Interpret Caffe FCN output classes

I have set up Caffe and using FCN-8s model with little change with output classes:

layer {
 name: "score_5classes"
 type: "Convolution"
 bottom: "score"
 top: "score_5classes"
 convolution_param {
    num_output: 2
    pad: 0 
    kernel_size: 1 
layer {
  name: "loss"
  type: "SoftmaxWithLoss"
  bottom: "score_5classes"
  bottom: "label"
  top: "loss"
  loss_param {
    normalize: true

I have changed last layer output number to 2, because I want to classify my input images into 2 classes, 0 and 1 (So it seems I should have 2 outputs! I cant understand why?! It could be an output matrix with zeros and ones, couldnt it?)

So my questions are:

1.Should I sum these 2 classes ? because I need 1 output

2.The loss is so small! even when the output is far away from the desired! how Caffe calculates the lost layer?

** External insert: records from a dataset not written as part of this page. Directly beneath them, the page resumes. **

PR #2678, opened 2026-08-14
Add an agentic engineering standard and pin the Clanker Constitution

rolfheij-sil:
## Summary

Writes down how we build substantial changes with coding agents, and gives agents a baseline of
operating behaviour this repository never had. Documentation only — no code, no CI changes, no
plugin wiring.

Opened as a draft because it imports a new document into `CLAUDE.md` (so it loads in every agent
session here) and changes a team convention about where planning documents live.

Adapted from Wes McKinney's [How Kenn is doing Agentic Engineering](https://wesmckinney.com/blog/agentic-engineering-aug-2026/)
(August 2026), which describes a workflow built on Superpowers and roborev — the two tools this
repo is already adopting.

**Stacked on #2676.** The guide's prerequisites and its review-cadence step link to the roborev
setup section that #2676 adds to `Code-Review-Guide.md`, so this targets that branch rather than
`main`. Nothing here depends on roborev at runtime.

## What lands

| File | What it does |
| --- | --- |
| `CONSTITUTION.md` | Pinned verbatim copy of [kenn-io/constitution](https://github.com/kenn-io/constitution) v2026.08.11 (CC BY 4.0), imported by `CLAUDE.md`. 500 words of default agent behaviour: how to honor a request, when to ask versus proceed, how to protect existing work, how to report results. |
| `.context/standards/Agentic-Engineering-Guide.md` | The six-phase workflow — design together, write the spec, adversarial spec review, plan and implement in small pieces, close-out gate, make the work durable. |
| `CLAUDE.md` | Imports the constitution, records where we deviate from it, and replaces the plan-file rule. |
| `.claude/rules/docs-durability.md`, `where-to-add-guidance.md`, `REVIEW.md`, `verify-standards.md` | Reconciled with the two new documents. |
| `.github/workflows/constitution-pin-check.yml` | Monthly check that opens an issue when upstream publishes a newer constitution than the one pinned here. |
| `.context/plans/` | Deleted. |

## The constitution is the part worth arguing about

It is upstream text we do not edit, and it can conflict with how we already work. Rather than
leave an agent to resolve that at runtime, `CLAUDE.md` states the three deviations outright:

- **Ceremony.** § 2 says "scale process to the task"; the Superpowers `brainstorming` skill says
  its approval gate never scales down. § 2 wins here, and the guide defines the boundary: a typo
  needs no design, a new subsystem does.
- **`AGENTS.md`.** § 7 wants durable guidance there. We have no `AGENTS.md` and a deliberate
  three-tier structure with per-team ownership. `where-to-add-guidance.md` stays authoritative.
- **Agent-private memories.** § 7 says not to keep project guidance in them. Adopted going
  forward: anything a teammate needs belongs in the repo; personal working context can stay
  personal.

## The pin is watched, not trusted to stay current

Pinning is deliberate — the file loads into every agent session here, so it should change only
through review, and that is upstream's own guidance too. But a pin nobody watches goes stale
silently, and upstream is active: it published twice in two days, one of those a behavioural rule
requiring user authorization before merging a pull request.

So a monthly workflow compares the version on line 1 of `CONSTITUTION.md` against the newest
upstream tag and opens an issue when they differ — one issue per upstream version, linking the
compare view and reminding the reader to re-check the deviations above, since a bump can quietly
resolve one of them or invalidate it.

Both versions are constrained to the `vYYYY.MM.DD` shape before use, because they are
interpolated into a heredoc and an upstream tag containing shell metacharacters would otherwise
be an injection path. An unreadable pin or an empty tag list fails the job rather than reporting
a false all-clear. The comparison logic was run against the live API before landing: matching
versions report current, an older pin produces the expected issue, and a malformed pin fails loudly.

## Planning artifacts no longer live in the repo

Design docs, specs, and implementation plans are build-time scaffolding. Their durable content
belongs in `.context/standards/`, `.claude/rules/`, or doc comments; the planning document itself
does not land. The test the guide uses: delete the whole planning tree, and the repository still
explains itself.

This replaces the previous rule that plans be committed alongside their change. `.context/plans/`
held one task list from a PR that merged in July, referenced by no doc or config, and is removed.

`docs-durability.md` previously answered planning-doc rot by fencing those documents as frozen
records. Both rules now apply to what each covers: new planning documents stay out, and the
point-in-time documents that legitimately live here — investigation briefs written by
`/investigate-prd`, and grandfathered designs — still get fenced. Two `.context/designs/` files
were missing that fence; one of them opened by instructing agents to execute an already-shipped
plan, with live checkboxes. Both are fenced now.

`.context/designs/` itself is grandfathered and marked do-not-add. Nothing reads it at runtime —
all four PRD-tooling commands behave identically without it — but it holds the recorded rationale
for why that tooling is shaped the way it is. Converting that into a durable doc and deleting the
directory is a follow-up, not this PR.

## Nothing here is mandatory

The workflow is guidance; no CI check enforces it. roborev stays opt-in per developer and inert
without the binary. Superpowers stays a personal plugin install — this PR deliberately does not
enable or require it, since the team already uses it. The constitution is the one thing that
loads for everyone, and § 1 makes repository instructions override it anyway.

## Second opinion, honestly

The workflow's phase 3 calls for an adversarial spec review from a *different model family*, so
the reviewer does not share the implementer's blind spots. Only Claude is available to us, so our
version is a fresh Claude session — independent of the conversation, not of the model. The guide
says that plainly rather than implying we have the stronger form.

---

AI-assisted — [session 1](https://claude.ai/code/session_01FNfvLRp2C6xTLTKv5WgUwr)

- - -
This change is [Reviewable](https://reviewable.io/reviews/paranext/paranext-core/2678)


lyonsil (commented):
Generally speaking, I am skeptical of everything related to the constitution but think cleaning up the Superpowers docs would be helpful.

> @lyonsil made 4 comments.
> *[Reviewable](https://reviewable.io/reviews/paranext/paranext-core/2678#-:-P-PqJzJAzqdG_dnz5El:biwwt2l)* status: 0 of 13 files reviewed, 3 unresolved discussions (waiting on rolfheij-sil).

___
*[`CONSTITUTION.md` at r1](https://reviewable.io/reviews/paranext/paranext-core/2678#-P-PpXRR0noJzCFs_N2W:-P-PpXRR0noJzCFs_N2X:bvbltu7) ([raw file](https://github.com/paranext/paranext-core/blob/e9ee11b1fe7b0ca605c640737537b18d117c323f/CONSTITUTION.md)):*
What benefits have you seen from using this constitution vs not using it? Unless there is something specific you can point to, this feels a bit like noise. Who knows how much this duplicates or will adapt well to the internal tuning of prompts used by Anthropic and others in toos like Claude Code. And the more we fill the context at startup with nice sounding things that we don't know what they do, the less we really understand why AI does anything one way or another.
___
*[`CONSTITUTION.md` line 16 at r1](https://reviewable.io/reviews/paranext/paranext-core/2678#-P-Pqc754TSBpDvW2EUI:-P-Pqc754TSBpDvW2EUJ:bzenf42) ([raw file](https://github.com/paranext/paranext-core/blob/e9ee11b1fe7b0ca605c640737537b18d117c323f/CONSTITUTION.md#L16)):*
> ```Markdown
> - Proceed with safe, reversible, in-scope work without asking permission.
> - Ask only when a missing decision materially changes the result, required authority is absent, or an action is destructive, irreversible, or outside the requested scope.
> - Scale process to the task. Do not impose specification, planning, or approval ceremony on straightforward work.
> ```

The self-review pointed out this may contradict with Superpowers brainstorming. I've seen where brainstorming already realizes when steps are overkill and backs off. This goes to my high-level point of not really understanding what we get out of this constitution given our existing tools and processes.
___
*[`CONSTITUTION.md` line 47 at r1](https://reviewable.io/reviews/paranext/paranext-core/2678#-P-PpN_P3G_gfymBP3uZ:-P-PpN_P3G_gfymBP3u_:b-hdudu6) ([raw file](https://github.com/paranext/paranext-core/blob/e9ee11b1fe7b0ca605c640737537b18d117c323f/CONSTITUTION.md#L47)):*
> ```Markdown
> 
> ## 7. Learn in the right place
> - Put durable project guidance in `AGENTS.md`; have `CLAUDE.md` import or symlink it when both agents are used.
> ```

We don't do this now. It would seem odd to adopt a constitution if we aren't even following its guidance now or as part of the PR merging.

PR #194, opened 2016-06-30
Idea plugin

prassee:
This PR implements IDEA project generator and would work for a single top level project. The implementation has some assumptions right now (will be eventually addressed):
- *.iml file will be generated by executing cbt generateIdeaProject.
- the path of cbt's comaptibility,stage1 & stage2 are injected / hardcoded in the resulting iml file.


.gitignore
```diff
@@ -12,3 +12,7 @@ realpath/realpath
 node_modules
 *fastopt*
 *fullopt*
+
+# idea specific files
+.idea/
+*.iml
```
cvogt: posix standard requires new lines at ends of files. not doing this may lead to weird behavior of tools like sed. We should try to have them.

examples/idea-plugin-example/src/Main.scala
```diff
@@ -0,0 +1,13 @@
...
+
+import scala.concurrent.{ Await, Future }
+import scala.concurrent.duration._
+
+object Main extends App {
+  println("fooo")
+  val futureRes = Await.result(Future.successful(1), 5.seconds)
+  List(1, 2, 4, 5, 6) match {
+    case h :: _ ⇒ println("not empty list")
+    case Nil ⇒ println("empty list")
```
cvogt: I'd prefer not to have unicode arrows, but just use the ascii symbols

plugins/idea_plugin/IdeaPlugin.scala
```diff
@@ -0,0 +1,83 @@
+package idea_plugin
+
+import java.io.{File, FileWriter}
+
+import cbt.{BaseBuild, ExitCode}
+
+/**
+  * IDEA plugin
+  */
```
cvogt: Let's add comments when they add something, not otherwise :).

plugins/idea_plugin/IdeaPlugin.scala
```diff
@@ -0,0 +1,83 @@
...
+      depIdeaOrderEntry =
+      s"""<orderEntry type="module-library">
+          |      <library>
+          |        <CLASSES>
+          |            <root url="jar://$moduleDir/../cbt/${depJarFile.getPath.split("/cbt")(1)}!/" />
+          |          </CLASSES>
+          |          <JAVADOC />
+          |          <SOURCES />
+          |       </library>
+          |</orderEntry>""".stripMargin
```
cvogt: any reason not to use scala's xml syntax?

plugins/idea_plugin/IdeaPlugin.scala
```diff
@@ -0,0 +1,83 @@
...
+/**
+  * IDEA plugin
+  */
+trait IdeaPlugin extends BaseBuild {
+
+  import IdeaPlugin._
+
+  // @TODO add only the top level dependencies
+  // @TODO return exit code dynamically
+  def generateIdeaProject: ExitCode = {
```
cvogt: Let's move this into the library (and leave it publicly accessible) and only have a simple tiny method here that passes all values that are needed into the library method. That way in theory somebody could put a different frontend on top of cbt that doesn't use inheritance.

plugins/idea_plugin/build/build.scala
```diff
@@ -0,0 +1,2 @@
+import cbt._
+class Build(val context: Context) extends Plugin
```
cvogt: another missing newline

cvogt:
good stuff :)

examples/idea-plugin-example/src/Main.scala
prassee: I really don't know how it got inserted in my IDE I just see "=>"

plugins/idea_plugin/IdeaPlugin.scala
prassee: Pls explain on this further on what is that method and what parameters it might take. My guess is anyone using this trait in their build can just call cbt generateIdeaProject to create the .iml file.

cvogt: right, so let's keep generateIdeaProject, but implement it as
```
def generateIdeaProject = IdeaPlugin.generateIdeaProject( /*... whatever needed from the Build class ... */ )
```

Then someone implementing a hypothetical alternative frontend could call IdeaPlugin.generateIdeaProject(...) passing in whatever needed taken from other places.

plugins/idea_plugin/IdeaPlugin.scala
```diff
@@ -0,0 +1,85 @@
...
+
+    val imlFile = new File(projectDirectory.getPath + s"/$projectName.iml")
+    if (!imlFile.exists()) {
+      imlFile.createNewFile()
+    }
+    val fw = new FileWriter(imlFile.getPath, false)
+    fw.write(templateWithCBTSources(projectDependencies.mkString("\n"), moduleDir))
+    fw.close()
+    ExitCode.Success
+  }
```
cvogt: Mind moving most of the code in this method into a def on `IdeaPlugin` that only takes what's necessary as arguments? The reason is that I want the logic as little coupled as possible to CBT's OO layer, so that it is theoretically possible to put another layer on top that if anyone in the Scala FP community feels the necessity.

cvogt:
closing this in favor of version rebased on master and squashed: https://github.com/cvogt/cbt/pull/416

PR #196, opened 2016-07-05
Allow empty credentials for publishing.

benjaminfrank:
This enables to publish into a repository where no credentials are
required but and empty/wrong HTTP Auth header throws an HTTP 401
(not authorized) error


cvogt:
LGTM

When doing binary classification, using "SoftmaxWithLoss" with two outputs, is mathematically equivalent to using "SigmoidCrossEntropyLoss". So, if you really only need one output you can set your last layer to num_output: 1 and use "SigmoidCrossEntropyLoss". However, if you want to take advantage of caffe's "Accuracy" layer, you need to use two outputs and "SoftmaxWithLoss" layer.

Regarding your questions:
1. If you opt to use "SoftmaxWithLoss" and you only need one output, take the second output for each pixel as this entry represents the probability of class 1.
I'll leave it to you as an exercise to figure out what you'll get if you take the sum (hint: `"Softmax" output probabilities...)
2. The loss is very small most likely because you have severe class imbalance - most of your pixels are 0 while only very few are 1 (or vice versa), therefore predicting always 0 does not incur such great penalty. If this is your case, I suggest looking at Focal Loss that addresses this issue.